On appeal, Brett challenges the sufficiency of the evidence to support the court’s finding that he resisted, delayed, or obstructed a police officer from performing his official duties, particularly when he refused to cooperate with the taking of a booking photograph. For reasons that we will explain, we find the evidence sufficient and, therefore, we will affirm the judgment.

II. FACTUAL AND PROCEDURAL BACKGROUND

The Welfare and Institutions Code Section 602 Petition

On August 28, 2006, the People filed a petition under Welfare and Institutions Code section 602, alleging 16-year-old Brett M., on August 25, 2006, willfully resisted, delayed, and obstructed Officer Fuentez, who was attempting to discharge and was discharging his official duties (§ 148, subd. (a)(1); count 1), a misdemeanor, and willfully used force and violence upon Officer Fuentez when Brett knew or should have known the officer was in the performance of his duties (§ 243, subd. (b); count 2), a misdemeanor. The People also included a supplemental petition for more restrictive placement (Welf. & Inst. Code § 777, subd. (a)), alleging Brett violated a prior court order of August 16, 2006, by failing to obey all laws.

On August 29, 2006, Brett denied both counts. After the court ordered that he be detained, with temporary care and custody vested with probation pending disposition, Brett was placed on home supervision.

While the matter was pending in juvenile court, Brett was involved in an incident with a minor at Watsonville High School on October 5, 2006. The court found Brett in violation of home supervision and ordered him into the custody of juvenile hall on October 6, 2006. Thereafter, on October 10, 2006, the People filed an amended petition, which added a third count for assault while on school property (§ 241.2, subd. (a)), a misdemeanor, based on the allegation that Brett attempted to commit a violent injury on the minor while on Watsonville High School property. On October 12, 2006, Brett denied the amended petition and remained in juvenile hall.
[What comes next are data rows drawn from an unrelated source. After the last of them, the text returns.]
PR #4235, opened 2024-02-09
Fix action store -> state store migration tests

AndersonQ:
## What does this PR do?

Fixes the state store migration tests so they actually run and skip them for darwin.
It also changes the migration test to use a golden file when testing the migration from the old action store to the new state store.
Finally, it removes the `withFile` function as its miss usage caused the store migration tests to not actually run.

## Why is it important?

 - The tests need to fully run
 - Without using a golden file and creating the old action store on the fly, the test would not catch changes in the action model. If the model would to be changed, and it will as part of #3912, the test would still pass. However the actual migration would not work as expected.

## Checklist

## Related issues

- Relates #3912

## Questions to ask yourself

- ...


AndersonQ:
> I am a bit surprised by the 0% new code coverage... are the tests actually running?

the new code is test code, which isn't covered by tests. I don't think it's calculating the overall coverage.
Let me calculate it

AndersonQ:
> Moreover, I think that there's a bit of overlap with a bugfix I merged last year where I was moving unencrypted config to the new encrypted diskstores (as the agent was "forgetting" fleet config because `fleet.enc` was not found), so maybe we need to clean up a bit. Here's where the bugfix is located
> 
> https://github.com/elastic/elastic-agent/blob/bdefb2cd63ee6f97851fe1af06d2dcd0cda0076a/internal/pkg/agent/cmd/run.go#L194-L206

good point, it might be messing stuff. I added a TODO on my currently WIP PR: https://github.com/elastic/elastic-agent/pull/4253/commits/4926df0d884e07f7f4459bbd295e91dae33c4db6

pchila (approved):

The Jurisdictional Hearing

At the beginning of the jurisdictional hearing on November 2, 2006, the People indicated that an offer had been made whereby Brett would admit to count 3, assault while on school property. If the remaining counts for obstruction (count 1) and battery on an officer in the performance of his duties (count 2) were sustained, then the People would allow Brett to vacate the admission to count 3 and would seek to dismiss that count, but allow it to be considered at disposition. If, on the other hand, counts 1 and 2 were not sustained, then the case would proceed to disposition on count 3. Brett agreed to the offer and admitted the allegation in count 3. The court found a factual basis for the admission after questioning Brett about the incident at Watsonville High School. The jurisdictional hearing then proceeded as to counts 1 and 2.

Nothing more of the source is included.